[Agda] Records & dependent pattern matching

[Andreas Abel]

Hi Guillaume,

Agda 2.2.8 compiles matching against record patterns away into using 
projections.  This means that on the l.h.s., you get just a variable 
instead of a record pattern, and on the r.h.s. projections of this 
variable are used instead of the pattern components.

Trying to split on pr in this situation yields an error:

fail2 : ∀ {n : ℕ} (T : CTree (suc n)) → 0Tree (proj₁ T) → ℕ
fail2 T pr = {!pr!}

Cannot pattern match on constructor 0leaf, since the inferred
indices [leaf zero] cannot be unified with the expected indices
[proj₁ T'] for some T', n
when checking that the expression ? has type ℕ

In your situation (fail) the error handling of Agda is not very good: 
it performs the splits but then discovers it is illegal.

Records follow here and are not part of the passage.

Issue #92, opened 2016-03-07
Fix audience classification edge cases


leonardr:
There are a number of edge cases not caught by our existing classification rules:

* If the metadata wrangler classifies a book as 'Adult' but also shows a target age that implies it's a YA book, the content server will ignore the overall classification and classify the book as a YA book.

This is an active problem that affects real books in the NYPL collection.

* It's possible for a YA book to be classified as Adult because the classification 'vote' is split between YA and Children. That is, neither YA nor Children are heavy enough to outweigh Adult+Adults Only, but combined they would be heavy enough. In such a case we should classify a book as YA.

Unlike the first problem, this problem is mostly speculative at this point.

Issue #91, opened 2016-03-03
Tags that mention 'children' are not necessarily "Parenting" tags


leonardr:
The tag "Children: Young Adult (Gr. 7-9)" is correctly classified in terms of audience and target age, but incorrectly classified as the 'Parenting' genre (because it mentions 'Children').

PR #101, opened 2016-03-14
Improve metadata import

leonardr:
This branch fixes a number of issues to improve the classification of books:

https://github.com/NYPL-Simplified/metadata_wrangler/issues/35
https://github.com/NYPL-Simplified/server_core/issues/91
https://github.com/NYPL-Simplified/server_core/issues/92

The centerpiece of this branch is a refactoring of the classification code into a standalone class, WorkClassifier. I did this so I could write unit tests for a lot of code that didn't have tests before. Over the course of this work I found and fixed a number of minor problems.


classifier.py
```diff
@@ -3130,59 +3090,436 @@ def target_age(cls, identifier, name):
...
+            self._db = test_session
+        self.work = work
+        self.fiction_weights = Counter()
+        self.audience_weights = Counter()
+        self.target_age_relevant_classifications = set()
+        self.genre_weights = Counter()
+        self.direct_from_license_source = set()
+
+        # Start things off with information that can be derived from
+        # the Work itself, e.g. the publisher.
```
aslagle: is this comment in the right place?

classifier.py
```diff
@@ -3130,59 +3090,436 @@ def target_age(cls, identifier, name):
...
+            threshold = total_adult_weight * 2
+        else:
+            threshold = 10
+
+        # If both the 'children' weight and the 'YA' weight pass the
+        # threshold, we go with 'YA'.
+        if (children_weight > threshold and children_weight > ya_weight):
+            audience = Classifier.AUDIENCE_CHILDREN
+        elif ya_weight + children_weight > threshold:
+            audience = Classifier.AUDIENCE_YOUNG_ADULT
```
aslagle: this code doesn't match the comments

classifier.py
```diff
@@ -3130,59 +3090,436 @@ def target_age(cls, identifier, name):
...
+        for c in self.target_age_relevant_classifications:
+            score = c.quality_as_indicator_of_target_age
+            if not score:
+                continue
+            if (not highest_quality_score or score > highest_quality_score):
+                # If we gather a bunch of data, then discover a more reliable
+                # type of data, we need to start all over.
+                highest_quality_score = score
+                reliable_classifications = []
+            if score >= highest_quality_score:
```
aslagle: I think it would be clearer to say score == highest_quality_score since it should never be greater when it gets here.

classifier.py
```diff
@@ -3130,59 +3090,436 @@ def target_age(cls, identifier, name):
...
+        target_age_min = None
+        target_age_max = None
+        if target_age_mins:
+            # We have opinions about the proper minimum age.
+            mins = Counter(target_age_mins)
+            [(target_age_min, count)] = mins.most_common(1)
+            if count == 1:
+                # Everyone has a different opinion. Pick the smallest
+                # minimum age.
+                target_age_min = min(target_age_mins)
```
aslagle: what if there's a tie with count > 1?

classifier.py
```diff
@@ -3130,59 +3090,436 @@ def target_age(cls, identifier, name):
...
+
+        if target_age_min is None:
+            target_age_min = target_age_max
+
+        if target_age_max is None:
+            target_age_max = target_age_min
+
+        # If min and max got mixed up somehow, un-mix them.
+        if target_age_min > target_age_max:
+            target_age_min, target_age_max = target_age_max, target_age_min
```
aslagle: wouldn't it be better to do this earlier in the process, for each source, before taking a min or max of all the opinions?

classifier.py
```diff
@@ -3130,59 +3090,436 @@ def target_age(cls, identifier, name):
...
+
+        # Consolidate parent genres into their heaviest subgenre.
+        genres = self.consolidate_genre_weights(genres)
+        total_weight = float(sum(genres.values()))
+
+        # Strip out the stragglers.
+        for g, score in list(genres.items()):
+            affinity = score / total_weight
+            if affinity < cutoff:
+                total_weight -= score
```
aslagle: maybe use a separate variable for the new total weight. changing the total_weight and also using it to calculate affinity in this loop means that changing the order of the genres in the list can affect which ones get removed.

classifier.py
leonardr: Good question. I haven't really seen that come up but it is a possibility. I've refactored the code to take that into account.

classifier.py
leonardr: That's true, but this should never happen; it's just here as a backstop in case something goes wrong earlier in the process. So I'm not too worried about it.

I did change some of the code that deals with Subjects as they come in, so that a weird subject like "Ages 14-12" will be treated as saying the minimum age is 12 and the maximum age is 14. That's the only situation I can think of where this might have happened. I'd still like to keep the backstop though.

classifier.py
leonardr: Maybe I shouldn't be changing total_weight in the first place. What do you think?

aslagle: I guess you're not using it for anything else. I think it would be fine not to change it.

leonardr: I think the idea is that as the big genres are removed from the pool, the smaller genres have a better chance of meeting the cutoff. I'm not convinced that this is a good idea, but here's why I think I came up with it. To take an extreme example let's say it's:

Science Fiction 100000 (99%)
Romance 1000 (0.99%)
Western 1 (0.00099%)
Total: 101001

Clearly the primary classification here is Science Fiction. Western is obviously out. But is it fair to exclude Romance, which has a really high score, just because SF has an even higher score? I think my idea was to recalibrate what "high score" meant after each round.

In retrospect I think this idea needs work, at the very least. But my inclination is to leave it alone for now and have Courteney take a look at it.

aslagle: Maybe you'd want to do multiple rounds then, instead of modifying the total weight in a single round - remove everything below the cutoff using the original total weight, then calculate the new total weight and check again, until you don't modify anything.

leonardr: Yeah... at the same time, if you're going to assign percentage points to the genres, as WorkGenre does, the only logical thing to do here is to assign 99% to Science Fiction and 1% to Romance. So my impulse is to take this code out until we replace it with something better.

PR #107, opened 2016-03-16
Delete WorkGenres that are no longer accurate

leonardr:
Currently a Work that stops being classified under a Genre will retain its WorkGenre object for that genre, but the affinity will be set to zero. This branch removes the WorkGenre object altogether.

### DIFF
--- a/tests/test_model.py
+++ b/tests/test_model.py
@@ -1002,10 +1002,6 @@ class TestWork(DatabaseTest):
     def test_assign_genres_from_weights(self):
         work = self._work()
 
-        fantasy, ignore = Genre.lookup(self._db, Fantasy)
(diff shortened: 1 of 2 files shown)


tests/test_model.py
```diff
@@ -997,6 +999,24 @@ def test_set_presentation_ready(self):
         # TODO: there are some other things you can do to stop a work
         # being presentation ready, and they should all be tested.
 
+    def test_assign_genres_from_weights(self):
+        work = self._work()
+
+        fantasy, ignore = Genre.lookup(self._db, Fantasy)
+        sf, ignore = Genre.lookup(self._db, Science_Fiction)
+        romance, ignore = Genre.lookup(self._db, Romance)
```
courte: It doesn't look like you're using these genres anymore.

PR #111, opened 2016-03-17
Subjects classified under Erotica must also have an audience of "Adults Only"

leonardr:
I noticed that books classified under Erotica were also being classified as audience=Adult. They should be audience=Adults Only, in fact this is the only reason the Adults Only audience exists. But that only happened for Overdrive books, where the classifier's implementation of `.audience` was set up to work this way.

Rather than change all the individual classifiers, I changed the model code to add this restriction to all Subject objects.

### DIFF
--- a/scripts.py
+++ b/scripts.py
@@ -267,7 +267,7 @@ class WorkProcessingScript(IdentifierInputScript):
         works = True
         offset = 0
         while works:
-            works = self.query.offset(offset).limit(self.batch_size)
+            works = self.query.offset(offset).limit(self.batch_size).all()
             for work in works:
                 self.process_work(work)
             offset += self.batch_size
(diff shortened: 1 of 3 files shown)


scripts.py
```diff
@@ -267,7 +267,7 @@ def do_run(self):
         works = True
         offset = 0
         while works:
-            works = self.query.offset(offset).limit(self.batch_size)
+            works = self.query.offset(offset).limit(self.batch_size).all()
```
leonardr: This is an unrelated fix which stops this code from going into an infinite loop. Previously, `if works` always succeeded because `works` was always a `Query` object. This makes `works` into a list, which will eventually be empty.

aslagle:
:+1:

Issue #112, opened 2016-03-17
Clarify when a book becomes "erotica"


leonardr:
Most people understand the question of whether a book is "erotica" to be a binary one. People might disagree on whether a given book is "erotica", but the answer they give is either yes or no. 

In the Library Simplified system, "erotica" is a genre, which means that a book can be 27% or 50% or 33% erotica. It's common for books to be classified as 50% Erotica and 50% Romance. This is useful when displaying "erotic romance" books in both lanes, but it means that a book can have a significant "erotica" component yet be classified as "Adult" instead of "Adults Only".

I think it makes sense in our system for erotica to be treated as a genre, but there should probably be a system where a significant (how significant?) Erotica component in a Work's WorkGenres will force the work as a whole to be Adults Only, similarly to how, on a smaller scale, a Subject assigned to the Erotica genre is always assigned to the Adults Only audience.

leonardr:
Another possibility would be to kill the Erotica genre altogether and treat "Adults Only" and "Erotica" as _identical_. I think this is a bad idea.

PR #118, opened 2016-03-21
Don't boost 'adult' audience if there's an 'adults only' indicator in the data

leonardr:
This branch fixes at least one situation where bug #112 happens. I think it fixes the whole thing but I don't yet have ironclad evidence of this.

Currently, if the distributor of a book gives classifications, and none of them are assigned to the 'children' or 'young adult' audience, we give 'adult' a big boost. This is to handle the situation with 3M, which tells you when a book is a 'juvenile' book but says nothing in particular when a book is for adults.

But consider a book of erotica. 3M classifies the book under the Erotica genre, which is 'adults only'. But since there are no classifications under 'children' or 'young adult', we give 'adult' that big boost--a boost that outweighs the 'adults only' classification 3M explicitly gave us. This is how a book that is clearly erotica can end up being classified as 'adult' instead of 'adults only'.

This branch adds 'adults only' to the list of audiences that will stop the 'adult' boost from happening. The rest of the branch is minor stuff I added to make this scenario easier to debug.

### DIFF
--- a/classifier.py
+++ b/classifier.py
@@ -3187,7 +3187,7 @@ class WorkClassifier(object):
     nonfiction_publishers = set(["Wiley"])
     fiction_publishers = set([])
 
-    def __init__(self, work, test_session=None):
+    def __init__(self, work, test_session=None, debug=True):
         self._db = Session.object_session(work)
         if test_session:
             self._db = test_session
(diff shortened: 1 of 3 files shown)


leonardr:
Looks like this doesn't fix the whole problem, but it's a good first step.

PR #119, opened 2016-03-21
Draw conclusions about target audience from genre where appropriate

leonardr:
Specifically, the Erotica genre implies the Adults Only audience.

### DIFF
--- a/classifier.py
+++ b/classifier.py
@@ -3314,7 +3314,7 @@ class WorkClassifier(object):
         # Actually figure out the classifications
         fiction = self.fiction
         genres = self.genres(fiction)
-        audience = self.audience
+        audience = self.audience(genres)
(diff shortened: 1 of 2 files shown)


classifier.py
```diff
@@ -3300,9 +3303,6 @@ def prepare_to_classify(self):
             # distinguished by their _lack_ of childrens/YA
             # classifications.
             self.audience_weights[Classifier.AUDIENCE_ADULT] += 500
-        else:
```
leonardr: I took this out because it was boosting audience info just because the classification came from the distributor. I don't think that's necessary, it's not necessary here, and if we did want to do it we should do it by multiplying the weight that came into the system by 5 (or whatever) rather than just adding a big number to it.

aslagle:
:+1:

What you can do break up the pair in the definition (as you did in 
'success'), or you can use a product type that is a data instead of a 
record.

Cheers,
Andreas

On 12/29/10 3:38 PM, gallais @ EnsL.org wrote:
> Hi all,
>
> I was trying to make my code (written using the 2.2.6) 2.2.8 compatible and
> I faced a problem which (I guess) comes from the way records are treated
> in the last version of Agda.
> Here is a simplified version of my problem:
>
> ===============================================================
>
> module failure where
>
> open import Data.Nat
> open import Data.Fin
> open import Data.Product
>
> -- First: define a datatype for binary trees
> data Tree (n : ℕ) : Set where
>    leaf : ∀ (p : Fin n) → Tree n
>    node : ∀ (T₁ T₂ : Tree n) → Tree n
>
> -- Then: define 2 properties on it
> data Comb {n : ℕ} : Tree n → Set where
>    cleaf : ∀ (p : Fin n) → Comb (leaf p)
>    cnode : ∀ (p : Fin n) (T : Tree n) → Comb T → Comb (node (leaf p) T)
>
> data 0Tree {n : ℕ} : Tree (suc n) → Set where
>    0leaf : 0Tree (leaf zero)
>    0node : ∀ (T₁ T₂ : Tree (suc n)) (pr₁ : 0Tree T₁) (pr₂ : 0Tree T₂) →
> 0Tree (node T₁ T₂)
>
> -- Define the set of Trees that verifies the first property
> CTree : ∀ (n : ℕ) → Set
> CTree n = Σ (Tree n) Comb
>
> -- Try to define a function on Trees that are Combs&  that verifies
> the 0Tree property
> fail : ∀ {n : ℕ} (T : CTree (suc n)) → 0Tree (proj₁ T) → ℕ
> fail (T , HT) pr = {!!}
>
> ===============================================================
>
> When I try to pattern match on pr, agda yields at me!:(
>
> Not supported: Dot patterns inside record patterns, unless
> accompanied by data type patterns
> when checking that the clause fail (.(leaf zero) , HT) 0leaf = ?
> has type {n : ℕ} (T : CTree (suc n)) → 0Tree (proj₁ T) → ℕ
>
> I could, of course, inline everything (see success) and, then, define
> fail as an alias
> of success but... it's kind of ugly, isn't it?
>
> ===============================================================
>
> success : ∀ {n : ℕ} (T : Tree (suc n)) (pr₁ : Comb T) (pr₂ : 0Tree T) → ℕ
> success T pr₁ pr₂ = {!!}
>
> ===============================================================
>
> Is there an elegant way to solve this problem? Is it normal that this
> pattern-matching
> isn't accepted any more?
>
> Cheers,
>
> --
> guillaume
>
>

-- 
Andreas Abel  <><      Du bist der geliebte Mensch.

Theoretical Computer Science, University of Munich
Oettingenstr. 67, D-80538 Munich, GERMANY

andreas.abel at ifi.lmu.de
http://www2.tcs.ifi.lmu.de/~abel/